One of two former workers at an Oregon jail accused of repeatedly having sex with an inmate says a female sheriff's deputy also had sex with the same man.
The allegation came after a judge sentenced Jill Curry, 38, to more than four years in prison on 28 counts, according to Oregon Live. She pleaded guilty last month to unlocking a series of three doors a total of 13 times so that an inmate, Jang-Li Delgado-Galban, 25, could have sex with her in a supply closet.
In a statement released just hours after her appearance, Curry implicated an unnamed sheriff's deputy of having a sexual relationship with the same inmate.
"(The inmate) then told me he had done this before with a deputy several times. He explained to me that it happened when he was in custody in 2010. He described exactly how they got away with it... He told me she explained to him about the cameras and mailed him money when he went to prison," Curry wrote.

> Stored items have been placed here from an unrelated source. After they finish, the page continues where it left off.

PR #380, opened 2015-06-24
Updated the MkDocs config from the deprecated format

d0ugal:


d0ugal:
This will fix the first build warning which can be seen here: https://readthedocs.org/builds/djangae/2991806/

(I think the second might be a MkDocs bug I recently fixed)

olasitarska:
Thanks @d0ugal! :sparkles:

PR #381, opened 2015-06-24
`django_ordering_comparison` can’t handle datetimes with null values

stucox:
Test to reproduce attached.

Will collaborate with @asendecka to add a fix to this PR.


olasitarska:
:banana: thanks!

The Washington County Sheriff's Office says it is investigating the allegation.
When she appeared for her sentencing Monday, Curry cried and told the court that her crumbling marriage made her vulnerable to advances by Delgado-Galban, a gang member doing time on assault charges.
Curry tearfully apologized for compromising security at the jail, telling assembled Washington County Sheriff's deputies, "I exposed you guys to danger that I didn't even think about," because she was at a low point in her life.
Curry told how her relationship with the inmate began as chatter through the intercom, and eventually turned sexual in nature. She said that her marriage was in bad shape and that Delgado-Galban seduced her.
Presiding Judge Charles Bailey said he found Curry's explanation "stupid and ludicrous," and accepted the four-year sentence recommended by prosecutors.
Curry and fellow Washington County Jail employee Brett Robinson, 32, were charged with custodial sexual misconduct last year. Robinson's trial is set to begin next month. Accusations against her came to light as authorities investigated Curry.
Both women worked as jail services technicians, and had access to various areas of the jail, including booking, inmate units and the control center.
WCSO Sergeant Bob Ray told the Oregonian that the women "took advantage of specific locations at specific times" to avoid detection.